Fear, War, and the Bomb

Fear, War, and the Bomb: Military and Political Consequences of Atomic Energy (Great Britain, 1948)
by P.M.S. Blackett (a former member of the British Advisory Committee on Atomic Energy)
Notes and facts:

  • strategic (independent of other military operations, far into enemy territory) vs. tactical (in support of land forces) bombing
  • “regular” bombing vs. atomic: amount required to do same damage, other air power required, damage done, lasting repercussions (railroads up and running in Hiroshima two days after the attack), ability to follow up (Pearl Harbor couldn’t be followed up, so it just provoked a response that led to Japan’s downfall); “Remembering that 1.3 million tons of ordinary bombs were dropped on Germany during the second World War without decisive result, and assuming that some 400 improved atomic bombs would be required to produce the same material destruction, it is certain that the number of atomic bombs required to produce decisive results in a war between American and Russia would run in thousands” p. 88
  • 8:15 a.m., August 6, Hiroshima, Uranium 235; August 9, Nagasaki, plutonium, 15% greater radius of destruction, lower casualties due to uneven terrain
  • why August? and why done with such speed when the next U.S. move wasn’t planned until Nov. 1. p. 130; “three possible explanations of the decision to drop the bombs and of its timing.
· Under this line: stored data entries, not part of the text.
PR #708, opened 2020-04-28
[NOD-943] Add acceptedBlockHashes to GetBlockVerboseResult

someone235:


server/rpc/common.go
```diff
@@ -263,6 +271,7 @@ func buildGetBlockVerboseResult(s *Server, block *util.Block, isVerboseTx bool)
 		Bits:                 strconv.FormatInt(int64(blockHeader.Bits), 16),
 		Difficulty:           getDifficultyRatio(blockHeader.Bits, params),
 		ChildHashes:          childHashStrings,
+		AcceptedBlockHashes:  acceptedBlockHashesStrings,
```
svarogg, line 274: I think it's appropriate to call `daghash.Strings(acceptedBlockHashes)` here. Similar things are being done all-around, and it will save us the extra line and extra variable.

server/rpc/common.go
```diff
@@ -245,6 +244,12 @@ func buildGetBlockVerboseResult(s *Server, block *util.Block, isVerboseTx bool)
 		return nil, internalRPCError(err.Error(), context)
 	}
 
+	acceptedBlockHashes, err := s.cfg.DAG.BluesByBlockHash(hash)
+	if err != nil {
+		context := "Could not get block accepted blocks"
```
stasatdaglabs, line 249: Please rephrase: "Could not get accepted block hashes for block %s"

PR #711, opened 2020-05-04
[NOD-975] Don't include block transactions inside its UTXO commitment

stasatdaglabs:


blockdag/dag.go
```diff
@@ -605,20 +605,13 @@ func (dag *BlockDAG) connectBlock(node *blockNode,
 	return chainUpdates, nil
 }
 
-// calcMultiset returns the multiset of the UTXO of the given block with the given transactions.
-func (node *blockNode) calcMultiset(dag *BlockDAG, transactions []*util.Tx, acceptanceData MultiBlockTxsAcceptanceData, selectedParentUTXO, pastUTXO UTXOSet) (*secp256k1.MultiSet, error) {
+// calcMultiset returns the multiset of the UTXO of the given block.
+func (node *blockNode) calcMultiset(dag *BlockDAG, acceptanceData MultiBlockTxsAcceptanceData, selectedParentUTXO UTXOSet) (*secp256k1.MultiSet, error) {
```
svarogg, line 609: It seems like calcMultiset becomes redundant if it just calls pastUTXOMultiSet.

stasatdaglabs: Maybe so, but I'd still rather have this function. How a multiset is being calculated is implementation details within calcMultiset.

svarogg: Alright, but in that case I guess it can simply be be 
```
func calcMultiset(lalalala){
    return node.pastUTXOMultiSet(dag, acceptanceData, selectedParentUTXO)`
}
```

blockdag/dag.go
```diff
@@ -688,6 +639,19 @@ func (node *blockNode) pastUTXOMultiSet(dag *BlockDAG, acceptanceData MultiBlock
 	return ms, nil
 }
 
+func (node *blockNode) selectedParentMultiset(dag *BlockDAG) (*secp256k1.MultiSet, error) {
```
svarogg, line 642: From a purist perspective, this is not selectedParentMultiset - in case of genesis it returns an empty multiset, since genesis doesn't have a selectedParent.

For any practical reason this is fine, but I think a comment on top of the function is in order. (And while you are at it, give a complete description of what the function does)

blockdag/dag_test.go
```diff
@@ -1246,3 +1247,65 @@ func TestDoubleSpends(t *testing.T) {
...
+		t.Fatalf("TestUTXOCommitment: Failed to setup dag instance: %v", err)
+	}
+	defer teardownFunc()
+
+	// Build the following DAG:
+	// G <- A <- B <- D
+	//        <- C <-
+	genesis := params.GenesisBlock
+	blockA := PrepareAndProcessBlockForTest(t, dag, []*daghash.Hash{genesis.BlockHash()}, nil)
+	blockB := PrepareAndProcessBlockForTest(t, dag, []*daghash.Hash{blockA.BlockHash()}, nil)
```
svarogg, line 1267: Please add some transactions inside the blocks that also remove UTXOs.

blockdag/dag.go
```diff
@@ -605,93 +605,52 @@ func (dag *BlockDAG) connectBlock(node *blockNode,
...
-
 	return ms, nil
 }
 
-func (node *blockNode) pastUTXOMultiSet(dag *BlockDAG, acceptanceData MultiBlockTxsAcceptanceData, selectedParentUTXO UTXOSet) (*secp256k1.MultiSet, error) {
-	ms, err := node.acceptedSelectedParentMultiset(dag, acceptanceData)
+// selectedParentMultiset returns the multiset of the node's selected
+// parent. If the node is the genesis blockNode then it does not have
+// a selected parent, in which case return a new, empty multiset.
+func (node *blockNode) selectedParentMultiset(dag *BlockDAG) (*secp256k1.MultiSet, error) {
```
someone235, line 644: I think you should just inline this function inside pastUTXOMultiset (remember that for genesis pastUTXOMultiset should be empty as well)

blockdag/dag.go
```diff
@@ -1109,7 +1068,12 @@ func (node *blockNode) verifyAndBuildUTXO(dag *BlockDAG, transactions []*util.Tx
 		return nil, nil, nil, nil, err
 	}
 
-	multiset, err = node.calcMultiset(dag, transactions, txsAcceptanceData, selectedParentUTXO, pastUTXO)
+	selectedParentPastUTXO, err := node.selectedParentPastUTXO(dag)
```
someone235, line 1071: It makes more sense to just save UTXO diffs as past UTXO in the first place than calling pastUTXO twice.

blockdag/dag.go
```diff
@@ -1153,6 +1125,17 @@ func (data MultiBlockTxsAcceptanceData) FindAcceptanceData(blockHash *daghash.Ha
 	return nil, false
 }
 
+func (data MultiBlockTxsAcceptanceData) String() string {
+	str := ""
+	for _, kaka := range data {
```
someone235, line 1130: Please remove kaka references

blockdag/dag_test.go
someone235: And add a double spend with C

blockdag/dag.go
```diff
@@ -605,93 +605,52 @@ func (dag *BlockDAG) connectBlock(node *blockNode,
...
+			tx := txAcceptanceData.Tx.MsgTx()
 
 			var err error
-			ms, err = removeUTXOFromMultiset(ms, unacceptedEntry, &outpoint)
-			if err != nil {
-				return nil, err
-			}
-
-			ms, err = addUTXOToMultiset(ms, acceptedEntry, &outpoint)
+			ms, err = addTxToMultiset(ms, tx, selectedParentPastUTXO, node.blueScore)
```
svarogg, line 632: Please make sure (preferably with a unit-test) that addTxToMultiset doesn't change `node.selectedParentMultiset` in-place in such a way that it affects the MultiSet store.
TBH, I think it does (but maybe there's a copy somewhere in secp256k)

blockdag/dag.go
svarogg, line 1130: kaka baka look like temporary names

blockdag/dag.go
stasatdaglabs: We spoke about this and decided to leave it as is.

blockdag/dag.go
stasatdaglabs: Created a ticket for it.

PR #716, opened 2020-05-12
[NOD-820] When the node isn't synced, make getBlockTemplate return a boolean isSynced instead of an error

stasatdaglabs:


cmd/kaspaminer/mineloop.go
```diff
@@ -207,12 +209,23 @@ func getBlockTemplate(client *minerClient, longPollID string) (*rpcmodel.GetBloc
...
+
 	var stopOldTemplateSolving chan struct{}
 	for template := range newTemplateChan {
 		if stopOldTemplateSolving != nil {
 			close(stopOldTemplateSolving)
 		}
+
+		if !template.IsSynced {
+			if !mineWhenNotSynced {
+				errChan <- errors.Errorf("Got template with isSynced=false")
```
someone235, line 223: Errors shouldn't start with a capital letter

PR #717, opened 2020-05-12
[NOD-982] Log message with level WARN when getting MsgReject

stasatdaglabs:


peer/log.go
```diff
@@ -171,3 +172,12 @@ func messageSummary(msg wire.Message) string {
 	// No summary for other messages.
 	return ""
 }
+
+func messageLogLevel(msg wire.Message) logs.Level {
```
svarogg, line 176: I think this should be in peer.go, right near readMessage.
log.go is infrastructure for logging.
This is pure business-logic.

PR #719, opened 2020-05-13
[NOD-993] Get rid of AssertError + Use %+v when printing startup errors

svarogg:


kaspad.go
```diff
@@ -138,7 +139,7 @@ func kaspadMain(serverChan chan<- *server.Server) error {
 		interrupt)
 	if err != nil {
 		// TODO: this logging could do with some beautifying.
```
stasatdaglabs, line 141: Please don't leave TODO in the code.

blockdag/error.go
```diff
@@ -295,6 +287,6 @@ func (e RuleError) Error() string {
 }
 
 // ruleError creates an RuleError given a set of arguments.
```
stasatdaglabs, line 289: "given a set of arguments" is redundant.

stasatdaglabs: Also, "an" -> "a"

stasatdaglabs: Actually, why does this comment even exist? Please remove it.

svarogg:

PR #720, opened 2020-05-14
[NOD-994] Greatly increase the amount of logs kaspad keeps before rotating them away

svarogg:


logs/logs.go
```diff
@@ -265,15 +266,27 @@ func callsite(flag uint32) (string, int) {
 	return file, line
 }
 
+const (
+	defaultThreasholdKB = 10 * 1024
```
stasatdaglabs, line 270: Typo: Threashold -> Threshold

The first, that it was a clever and highly successful move in the field of power politics, is almost certainly correct; the second, that the timing was coincidental, convicts the American Government of a hardly credible tactlessness; and the third, the Roman holiday theory, convicts them of an equally incredible irresponsibility.” p. 138-9
  • the aggressor tends to try for less damage—they want the resources; the one on the defensive will stop at almost nothing

U.S.S.R. vs. U.S.:

  • Blackett pretty adequately proves that it would not be in the U.S.S.R.’s best interest to attack the U.S. “Even if the technical possibility of destroying American cities form European bases is much higher than we have here estimated, such destruction, not followed up by invasion and occupation, would leave America time to recuperate and re-arm, bitterly determined to take eventual revenge. Further, such action would alienate world opinion and tend to solidify a grand alliance against Russia… The lesson of Pearl Harbor is clear. To strike a heavy but indecisive blow at a powerful enemy, without possessing the resources to follow it up by invasion and occupation of the homeland, is to court ultimate disaster.” p. 76
  • “preventative war” p. 81, but if U.S. attacks Russia, Red Army invades continental Europe, we can’t bomb all the European cities (although the author argues that we just might)
  • “In the actual present world situation, the problems of the application of sanctions by the UN boils down to one problem only. Can sanctions be imposed on Russia? For no one imagines that there is at present any actual grouping of Powers which would be both able and willing to impose armed sanctions on America.” p. 93 after proving America was more likely to use the weapons
  • U.S. not as concerned with atomic energy since the U.S. has plenty of energy resources already. But the U.S.S.R. would really benefit from atomic energy research and progress. non-military uses of atomic energy: to produce radioactive elements for medical curative processes, to produce radioactive tracer elements and radiations for use in sci. research and industrial processes, to produce power and heat for industrial and domestic purposes. p. 97

quotes and commentary:

  • Atomic Energy Commission first meeting June 13, 1946, Baruch plan p. 144; Bernard Baruch (“blessed” in Hebrew) paraphrases Lincoln: “We cannot escape history. We of this meeting will be remembered in spite of ourselves. No personal significance or insignificance can spare one or another of us. The fiery trial through which we are passing will light us down in honor or dishonor to the latest generation.” His plan was rejected, and though the effects of the AEC are definitely visible today, do too many actually remember the members or there actions further than as a face-off between Russia and the U.S.?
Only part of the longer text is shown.